After an angry outburst in my propaganda class I was taken into a room at the very end of the hall that I had never seen before. I was forced into a chair where my head was secured tightly in place, so that I could not turn it even the slightest bit. Then I was left alone as videos played on a large screen directly in front of me. At first it wasn’t bad, just clips of different males. Then it transcended into video footage of all sorts of carnage supposedly caused by them. Explosions, gunfire, massacres, women, girls, and children all dead. I’d never been exposed to much violence and this was enough to make anyone sick. It went on and on and on. When they finally came to get me I found out I’d been in there for four hours. The times changed depending on the severity of your infraction as I soon found out. I spent a lot of time in that room the first week. And I spent even less time sleeping with images of blood and severed bodies dancing through my head all night long.

This was only one of their punishments, though. There were worse, but they were saved for the serious infractions of which I had not yet achieved. I shivered to think what else they had in store for me. It was only a matter of time before I found out. The others all seemed to realize this as well. Some went as far to offer me pitying looks each time I returned, pale and shaking from a punishment. It was clear most of them had been there too at one time. And yet only one girl had been sent since I arrived and it was for barely half the time I had to endure. I wondered if they were like me when they had first arrived. If they had fought back or just said what they knew the Officials wanted to hear all along. It would be nice to know that I wasn’t the only one having difficulty here, that I wasn‘t alone in my struggles.

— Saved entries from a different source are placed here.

PR #3294, opened 2023-06-02
Derive common traits for `ListSelector`

mkaput:
The most important is `Clone` and `Eq` which would quite useful in Scarb. Adding other traits for future proofing.

- - -
This change is [Reviewable](https://reviewable.io/reviews/starkware-libs/cairo/3294)

### DIFF
--- a/crates/cairo-lang-starknet/src/allowed_libfuncs.rs
+++ b/crates/cairo-lang-starknet/src/allowed_libfuncs.rs
@@ -33,7 +33,7 @@ pub enum AllowedLibfuncsError {
 }
 
 /// A selector for the allowed libfunc list.
-#[derive(Default)]
+#[derive(Clone, Debug, Default, Eq, PartialEq)]
 pub enum ListSelector {
     /// A list with one of the predefined names.
     ListName(String),


orizi (changes requested):
> *[Reviewable](https://reviewable.io/reviews/starkware-libs/cairo/3294)* status: 0 of 1 files reviewed, 1 unresolved discussion (waiting on @mkaput)

___
*[`-- commits` line 4 at r1](https://reviewable.io/reviews/starkware-libs/cairo/3294#-NX3hq9PAOOJugi17FD9):*
In what way is adding unneeded traits future proofing?
Especially equality when you may not want to rely on the default.

mkaput (commented):
> *[Reviewable](https://reviewable.io/reviews/starkware-libs/cairo/3294)* status: 0 of 1 files reviewed, 1 unresolved discussion (waiting on @orizi)

___
*[`-- commits` line 4 at r1](https://reviewable.io/reviews/starkware-libs/cairo/3294#-NX3hq9PAOOJugi17FD9):*

In what way is adding unneeded traits future proofing?
Especially equality when you may not want to rely on the default.
</blockquote></details>

This is future proofing, because although these traits are unused within the project, this struct is **a part of public API of the compiler** and who knows what use cases will people find.

And I do actually have a need to use Clone and Eq in Scarb: 
- Clone: https://github.com/software-mansion/scarb/blob/77eedb6fdc56799cc21d07c0b780bc956ffffc4e/scarb/src/compiler/compilers/starknet_contract.rs#L193
- Eq: https://github.com/software-mansion/scarb/blob/77eedb6fdc56799cc21d07c0b780bc956ffffc4e/scarb/src/compiler/compilers/starknet_contract.rs#L212-L223

mkaput (commented):
> *[Reviewable](https://reviewable.io/reviews/starkware-libs/cairo/3294)* status: :shipit: complete! all files reviewed, all discussions resolved (waiting on @mkaput)

___
*[`-- commits` line 4 at r1](https://reviewable.io/reviews/starkware-libs/cairo/3294#-NX3hq9PAOOJugi17FD9):*

If you need the eq, you need the eq, but again, this is not future proofing, this is the exact opposite 
This is prevents future updates, this does not protect against them.
</blockquote></details>

I actually thought the opposite, just from a different perspective: user of the API :) This makes the type more usable in contexts writer of the API couldn't imagine.

But OK, I agree I could probably use different words. Sorry for misunderstanding

PR #3297, opened 2023-06-02
No std support

tdelabro:
This PR aims to make as much as the cairo-lang libs no_std compatible.

In order to keep coherence across the crates, I opted for the `cairo-lang-std` approach. 
I added a crate that will export a custom "std" lib, either from the rust "std" one or from the "core" one (+ hashbrown).

This approach reduces the amount of conditional compilation (`#[cfg(feature = "std")]` vs `#[cfg(not(feature = "std"))]` ) to be expressed in the subsequent crates.

The drawback is that we have to import all our basics from this `cairo-lang-std` crate, rather than using `core`. Regardless, I think that it's the best option for such a diverse workspace.

I also added an `ensure_no_std` crate. It imports the different libs that support no-std and compiles, with them as dependencies. If even a single symbol across the dependencies is provided by the `std` lib, the compilation will fail. It is to be used in the CI in order to make sure no regressions are introduced.
It has to be compile with:
```shell
cargo +nightly build --target wasm32-unknown-unknown
```
meaning it cannot be part of the `workspace`. I added a `.cargo/config.toml` and a `rust-toolchain.toml` so running `cargo build` will be enough.

In it's current state `cairo-lang-std`, `cairo-lang-utils` and `cairo-lang-casm` are compilable in no-std.

- - -
This change is [Reviewable](https://reviewable.io/reviews/starkware-libs/cairo/3297)


spapinistarkware (commented):
> *[Reviewable](https://reviewable.io/reviews/starkware-libs/cairo/3297)* status: 0 of 42 files reviewed, 1 unresolved discussion (waiting on @tdelabro)

___
*[`crates/cairo-lang-project/Cargo.toml` line 11 at r2](https://reviewable.io/reviews/starkware-libs/cairo/3297#-NXFAnAZ0B_ENd6LA5yo:-NXFAnAZ0B_ENd6LA5yp:b-4m48pj) ([raw file](https://github.com/starkware-libs/cairo/blob/ff9a60eae3439fc72a9e79d43f31875ccc240a3e/crates/cairo-lang-project/Cargo.toml#L11)):*
> ```TOML
> [dependencies]
> cairo-lang-filesystem = { path = "../cairo-lang-filesystem", version = "1.1.0" }
> cairo-lang-utils = { path = "../cairo-lang-utils", default-features = false }
> ```

Why did u remove the version?

tdelabro:
> Why did you remove the version?

This answer describes what happens if you combine `path` and `version`. If we are using the same version as the `workspace` version, it is not useful at all. And it could lead to errors if not updated. When I believe we always want to use the file from our current workspace commit.
[in this answer](https://users.rust-lang.org/t/cargo-toml-override-includes/52124/2)

> Depending on git commits is probelamtci, and messes with resolution a lot of times. Why isn't a version enough?

`indexmap` has a problem with `no-std` in its `1.X.X` version, it is described [here](https://github.com/bluss/indexmap/issues/258). So we have to use code that is on version `2.0.0-pre`, it could be using `version` or the branch `main`. But they are not respecting `semantic versioning` yet for this version. So they could include breaking changes over time, that is why I preferred to fix on a commit that does what I need and is `no-std` compatible until they release a fixed `2.0.0` tag.

> Format this better?

Yes my toml formating tool does this. Which is not the case of most people. I have to change it

mkaput:
> `indexmap` has a problem with `no-std` in its `1.X.X` version. It is described [here](https://github.com/bluss/indexmap/issues/258). So we have to use code that is on version `2.0.0-pre`, it could be achieved using `version` or the branch `main`. But they are not respecting `semantic versioning` yet for this version (because it's still `-pre`). So they could include breaking changes over time, that is why I preferred to fix on a commit that does what I need and is `no-std` compatible until they release a fixed `2.0.0` tag.

The issue is that using git-based dependencies makes the compiler unpublishable to crates.io which many projects depend on :(

tdelabro:
> The issue is that using git-based dependencies makes the compiler unpublishable to crates.io which many projects depend on :(

The only solution I see is for `indexmap` to publish a tag `2.0.0-pre`. I will try to talk with them and understand what is the feasibility of this.

tdelabro:
On my demand indexmap released the 2.0.0 version

tdelabro:
@spapinistarkware wdyt?

spapinistarkware (changes requested):
> Reviewed 5 of 57 files at r3, all commit messages.
> *[Reviewable](https://reviewable.io/reviews/starkware-libs/cairo/3297)* status: 5 of 59 files reviewed, 4 unresolved discussions (waiting on @tdelabro)

___
*[`crates/cairo-lang-casm-contract-class/Cargo.toml` line 22 at r4](https://reviewable.io/reviews/starkware-libs/cairo/3297#-NYvinW7DqiLC31l5N7Q:-NYvinW7DqiLC31l5N7R:b1iv6eq) ([raw file](https://github.com/starkware-libs/cairo/blob/5dd74104dc841c166db89d39da99c912a347abf9/crates/cairo-lang-casm-contract-class/Cargo.toml#L22)):*
> ```TOML
>     "num-bigint/std",
>     "serde/std",
> ]
> ```

Add newlines at the end of files

spapinistarkware (changes requested):
> *[Reviewable](https://reviewable.io/reviews/starkware-libs/cairo/3297)* status: 5 of 59 files reviewed, 5 unresolved discussions (waiting on @tdelabro)

___
*[`crates/cairo-lang-casm-contract-class/Cargo.toml` line 2 at r4](https://reviewable.io/reviews/starkware-libs/cairo/3297#-NYvit-V9gghAWtUKPS3:-NYvit-V9gghAWtUKPS4:b-myxgv6) ([raw file](https://github.com/starkware-libs/cairo/blob/5dd74104dc841c166db89d39da99c912a347abf9/crates/cairo-lang-casm-contract-class/Cargo.toml#L2)):*
> ```TOML
> [package]
> name = "cairo-lang-casm-contract-class"
> ```

I wonder if this is the right name for this package.
We might want to add things in the future here, right? Ant iot won't be just for the contract class

tdelabro:
@spapinistarkware Yes I wasn't sure about the naming, but I don't know what will happen in the future for those crates.
We could always deprepate thoses and create new ones, with the correct name for their content.
Or do you prefer a more vague crate name, like `cairo-lang-casm-types` maybe ?

PR #3339, opened 2023-06-08
Split len and is_empty methods to a different trait

wraitii:
This splits the `len` and `is_empty` methods to a different trait (which I called `Container`, but that name is not something I'm particularly attached to).

This will make it easier to write generic algorithms, since we can know expect 'container' types that implement `Index` and `Container` instead of having to rely on specific types.

Unfortunately, there are still some awkward bits:

- Despite requiring Container as a super-trait of ArrayTrait and SpanTrait, the super-trait is not automatically put in scope for inference, and so needs to be manually imported. This is rather clunky and would break backwards-compatibility in a bad way. I am not sure off-hand how easy it would be to fix inference for this case.
- I'm not entirely sure why Span `len` / `is_empty` wasn't implemented for snapshots ?
- this means we cannot use the recently added `generate_trait` macro.

IMO `get` and `at` should be removed in favour of just the indexing trait.
At this point, all that remains is to split off `append` / `pop_front` / `pop_back` in various traits. I'm not sure it's a good idea to bundle these too much.

- - -
This change is [Reviewable](https://reviewable.io/reviews/starkware-libs/cairo/3339)


spapinistarkware (changes requested):
> *[Reviewable](https://reviewable.io/reviews/starkware-libs/cairo/3339)* status: 0 of 31 files reviewed, 1 unresolved discussion (waiting on @wraitii)

___
*[`corelib/src/array.cairo` line 34 at r1](https://reviewable.io/reviews/starkware-libs/cairo/3339#-Na6vBFE3sineEgItTNx:-Na6vBFE3sineEgItTNy:bftr34c) ([raw file](https://github.com/starkware-libs/cairo/blob/2460ab991c64d97e9af5b132765ba795f00989e4/corelib/src/array.cairo#L34)):*
> ```Cairo
> }
> 
> impl ArrayImpl<T> of ArrayTrait<T, ArrayContainer<T>> {
> ```

I don't think there is a need to defined the dependency on ArrayContainer. Array implements Container, and it is known. We can bring back the generate_trait, right?

spapinistarkware (commented):
I dont think we need to define the super-trait here, as ArrayTrait is specific to Array.
len and is_empty can be chagned to take `@Span`.
get() returns a Box, while Index does't necessarily return a Box.
at() can probably be united with the index() method of IndexView.

> *[Reviewable](https://reviewable.io/reviews/starkware-libs/cairo/3339#-:-Na6vdfL4A6jux2gNx3s:bt9s911)* status: 0 of 31 files reviewed, 1 unresolved discussion (waiting on @wraitii)

PR #3457, opened 2023-06-20
feat: pub visibility

Jinwei1987:
This change is [Reviewable](https://reviewable.io/reviews/starkware-libs/cairo/3457)


spapinistarkware (changes requested):
> Reviewed 8 of 11 files at r1, all commit messages.
> *[Reviewable](https://reviewable.io/reviews/starkware-libs/cairo/3457)* status: 8 of 11 files reviewed, 8 unresolved discussions (waiting on @Jinwei1987)

___
*[`crates/cairo-lang-defs/src/db.rs` line 30 at r1](https://reviewable.io/reviews/starkware-libs/cairo/3457#-NYSI_Wa6TfP9kgfBZeK:-NYSI_Wa6TfP9kgfBZeL:b7l326l) ([raw file](https://github.com/starkware-libs/cairo/blob/7769549807ee4b670d3302543ef2f3f551828960/crates/cairo-lang-defs/src/db.rs#L30)):*
> ```XML
> {
>     #[salsa::interned]
>     fn intern_visibility(&self, id: VisibilityLongId) -> VisibilityId;
> ```

I don't think you need this
___
*[`crates/cairo-lang-defs/src/ids.rs` line 414 at r1](https://reviewable.io/reviews/starkware-libs/cairo/3457#-NYSIaNE5OEPJEBSYYVZ:-NYSIaNE5OEPJEBSYYV_:b7l326l) ([raw file](https://github.com/starkware-libs/cairo/blob/7769549807ee4b670d3302543ef2f3f551828960/crates/cairo-lang-defs/src/ids.rs#L414)):*
> ```XML
> 
> define_language_element_id!(
>     VisibilityId,
> ```

I don't think you need this
___
*[`crates/cairo-lang-parser/src/parser.rs` line 480 at r1](https://reviewable.io/reviews/starkware-libs/cairo/3457#-NYSIhfRAs4Ko5e_4UV-:-NYSIhfRAs4Ko5e_4UV0:b-xgzcl1) ([raw file](https://github.com/starkware-libs/cairo/blob/7769549807ee4b670d3302543ef2f3f551828960/crates/cairo-lang-parser/src/parser.rs#L480)):*
> ```XML
>     fn parse_visibility(&mut self) -> VisibilityGreen {
>         if self.peek().kind != SyntaxKind::TerminalPub {
>             VisibilityDefault::new_green(self.db).into()
> ```

Make this an early return
___
*[`crates/cairo-lang-semantic/src/substitution.rs` line 187 at r1](https://reviewable.io/reviews/starkware-libs/cairo/3457#-NYSI7RS-91koBa4QFqQ:-NYSI7RS-91koBa4QFqR:b7l326l) ([raw file](https://github.com/starkware-libs/cairo/blob/7769549807ee4b670d3302543ef2f3f551828960/crates/cairo-lang-semantic/src/substitution.rs#L187)):*
> ```XML
>         $crate::prune_single!(__identitity_helper, MemberId, $($exclude)*);
>         $crate::prune_single!(__identitity_helper, LocalVarId, $($exclude)*);
>         $crate::prune_single!(__identitity_helper, VisibilityId, $($exclude)*);
> ```

I don't think you need this
___
*[`crates/cairo-lang-semantic/src/expr/inference.rs` line 11 at r1](https://reviewable.io/reviews/starkware-libs/cairo/3457#-NYSI9g4BoUH3phd_I3f:-NYSI9g4BoUH3phd_I3g:b7l326l) ([raw file](https://github.com/starkware-libs/cairo/blob/7769549807ee4b670d3302543ef2f3f551828960/crates/cairo-lang-semantic/src/expr/inference.rs#L11)):*
> ```XML
>     ConstantId, EnumId, ExternFunctionId, ExternTypeId, FreeFunctionId, GenericParamId,
>     ImplAliasId, ImplDefId, ImplFunctionId, LanguageElementId, LocalVarId, MemberId, ParamId,
>     StructId, TraitFunctionId, TraitId, VarId, VariantId, VisibilityId
> ```

I don't think you need this
___
*[`crates/cairo-lang-semantic/src/expr/inference/canonic.rs` line 4 at r1](https://reviewable.io/reviews/starkware-libs/cairo/3457#-NYSIA_A4n_6vFXXiO-Z:-NYSIA_A4n_6vFXXiO-_:b7l326l) ([raw file](https://github.com/starkware-libs/cairo/blob/7769549807ee4b670d3302543ef2f3f551828960/crates/cairo-lang-semantic/src/expr/inference/canonic.rs#L4)):*
> ```XML
>     EnumId, ExternFunctionId, ExternTypeId, FreeFunctionId, GenericParamId, ImplAliasId, ImplDefId,
>     ImplFunctionId, LocalVarId, MemberId, ParamId, StructId, TraitFunctionId, TraitId, VarId,
>     VariantId, VisibilityId
> ```

I don't think you need this
___
*[`crates/cairo-lang-semantic/src/items/structure.rs` line 123 at r1](https://reviewable.io/reviews/starkware-libs/cairo/3457#-NYSIDj8E1F4aVm5LpPB:-NYSIDj8E1F4aVm5LpPC:b-lqd2xv) ([raw file](https://github.com/starkware-libs/cairo/blob/7769549807ee4b670d3302543ef2f3f551828960/crates/cairo-lang-semantic/src/items/structure.rs#L123)):*
> ```XML
> pub struct Member {
>     pub id: MemberId,
>     pub vis: VisibilityId,
> ```

You can annotate with `#[dont_rewrite]`
___
*[`crates/cairo-lang-semantic/src/items/structure.rs` line 159 at r1](https://reviewable.io/reviews/starkware-libs/cairo/3457#-NYSIJI56ACVLs0N-w8a:-NYSIJI56ACVLs0N-w8b:b-hybula) ([raw file](https://github.com/starkware-libs/cairo/blob/7769549807ee4b670d3302543ef2f3f551828960/crates/cairo-lang-semantic/src/items/structure.rs#L159)):*
> ```XML
>             &member.type_clause(syntax_db).ty(syntax_db),
>         );
>         let vis = db.intern_visibility(
> ```

I don't think this needs to be interned. It's kind of small an not used on its own. Just make one type Visibility, and store it on each member.

spapinistarkware (commented):
> Reviewed 3 of 11 files at r1.
> *[Reviewable](https://reviewable.io/reviews/starkware-libs/cairo/3457)* status: all files reviewed, 8 unresolved discussions (waiting on @Jinwei1987)

spapinistarkware (changes requested):
> Reviewed 7 of 9 files at r2, all commit messages.
> *[Reviewable](https://reviewable.io/reviews/starkware-libs/cairo/3457)* status: 12 of 14 files reviewed, 4 unresolved discussions (waiting on @Jinwei1987)

___
*[`crates/cairo-lang-semantic/src/items/visibilities.rs` line 8 at r2](https://reviewable.io/reviews/starkware-libs/cairo/3457#-NYT71t98ywe2HG5DvAZ:-NYT71t98ywe2HG5DvA_:b-oiugx8) ([raw file](https://github.com/starkware-libs/cairo/blob/a0d408cb59fb17e2852e21ee146080adc9db2fc7/crates/cairo-lang-semantic/src/items/visibilities.rs#L8)):*
> ```XML
> use crate::Visibility;
> 
> pub fn compute_visibility(
> ```

I don't understand this logic.
1. Why are u adding submodules?
2. I think the visibility struct shouldn't contain module ids. It's kinda memory expensive.
Instead, it's enough to only save the bool, and compute later ifbthay accesses are kegal 
Wdyt?
___
*[`crates/cairo-lang-semantic/src/items/visibilities.rs` line 18 at r2](https://reviewable.io/reviews/starkware-libs/cairo/3457#-NYT6zc7BE3p6-fojJeJ:-NYT6zc8Ep7lQtx5SS2a:bcm6lty) ([raw file](https://github.com/starkware-libs/cairo/blob/a0d408cb59fb17e2852e21ee146080adc9db2fc7/crates/cairo-lang-semantic/src/items/visibilities.rs#L18)):*
> ```XML
>             let mut nodes = vec![module_id.clone()];
>             while !nodes.is_empty() {
>                 if let Some(module_id) = nodes.pop() {
> ```

U can do while let Some(...)
___
*[`crates/cairo-lang-semantic/src/items/visibilities.rs` line 32 at r2](https://reviewable.io/reviews/starkware-libs/cairo/3457#-NYT6xGt3NF-me0052ke:-NYT6xGuEWR4lFF_FlXZ:b-kvff0n) ([raw file](https://github.com/starkware-libs/cairo/blob/a0d408cb59fb17e2852e21ee146080adc9db2fc7/crates/cairo-lang-semantic/src/items/visibilities.rs#L32)):*
> ```XML
>         }
>         ast::Visibility::Public(_) => Ok(Visibility { is_public: true, module_ids: vec![] })
>     }
> ```

End file with a newline.

Jinwei1987 (commented):
> *[Reviewable](https://reviewable.io/reviews/starkware-libs/cairo/3457)* status: 12 of 14 files reviewed, 4 unresolved discussions (waiting on @spapinistarkware)

___
*[`crates/cairo-lang-semantic/src/items/visibilities.rs` line 8 at r2](https://reviewable.io/reviews/starkware-libs/cairo/3457#-NYT71t98ywe2HG5DvAZ:-NYV_QUo5lTCESzIUfpi:b-pyjirt) ([raw file](https://github.com/starkware-libs/cairo/blob/a0d408cb59fb17e2852e21ee146080adc9db2fc7/crates/cairo-lang-semantic/src/items/visibilities.rs#L8)):*
<details><summary><i>Previously, spapinistarkware (Shahar Papini) wrote…</i></summary><blockquote>

I don't understand this logic.
1. Why are u adding submodules?
2. I think the visibility struct shouldn't contain module ids. It's kinda memory expensive.
Instead, it's enough to only save the bool, and compute later ifbthay accesses are kegal 
Wdyt?
</blockquote></details>

For 1, inspired by rust, the default visibility is actually inherent. That is the submodule has the access to items defined in parent module. It’s a convenient if writing test in sub module.

For 2, I was thinking different implementations. Another way is to hook to db for incremental competition while the semantic model contains only some simple attributes like bool etc. 

All this is aimed at a more complex visibility e.g. pub pub crate ext. if we only want pub or private, of course things can be simplified.

By the way I have removed intern stuff after a second thought.

spapinistarkware (changes requested):
> *[Reviewable](https://reviewable.io/reviews/starkware-libs/cairo/3457)* status: 8 of 17 files reviewed, 5 unresolved discussions (waiting on @Jinwei1987)

___
*[`crates/cairo-lang-semantic/src/items/visibilities.rs` line 28 at r3](https://reviewable.io/reviews/starkware-libs/cairo/3457#-NYmy6Zg7OkMTYw8SE1u:-NYmy6Zg7OkMTYw8SE1v:b-t9sdtq) ([raw file](https://github.com/starkware-libs/cairo/blob/7877d68e58b42edcce7150425aee6ba5e27f5c18/crates/cairo-lang-semantic/src/items/visibilities.rs#L28)):*
> ```XML
>                     return Ok(true)
>                 }
>                 if !visited.contains(&current) {
> ```

1. HashSet seems like a better data structure for this.
2. No need for `visited`. parent() is guaranteed to not yield cycles.

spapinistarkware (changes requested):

Logically, I knew it made sense for me to just go along with everything. The better I behaved, the more I acted as if I were cured could only benefit me in the end. I would avoid punishment and hopefully be released sooner this way. However, I found it much harder to do than I imagined. I could hold my tongue while our teacher droned on about all the things wrong with the male population, but whenever directly asked a question I couldn’t seem to control myself. It was always the type of question where I knew exactly what the teacher wanted me to say, but to actually say it would be giving into them. It would be betraying Cameron in a way. But then again I knew Cameron would rather me lie then to be held here indefinitely. Yet no matter how hard I tried, I could never force out the words they wanted to hear.

Today I was headed for another group therapy. I took my usual seat in the circle and the two girls closest to me scooted away slightly. I rolled my eyes and ignored them, the way I always did.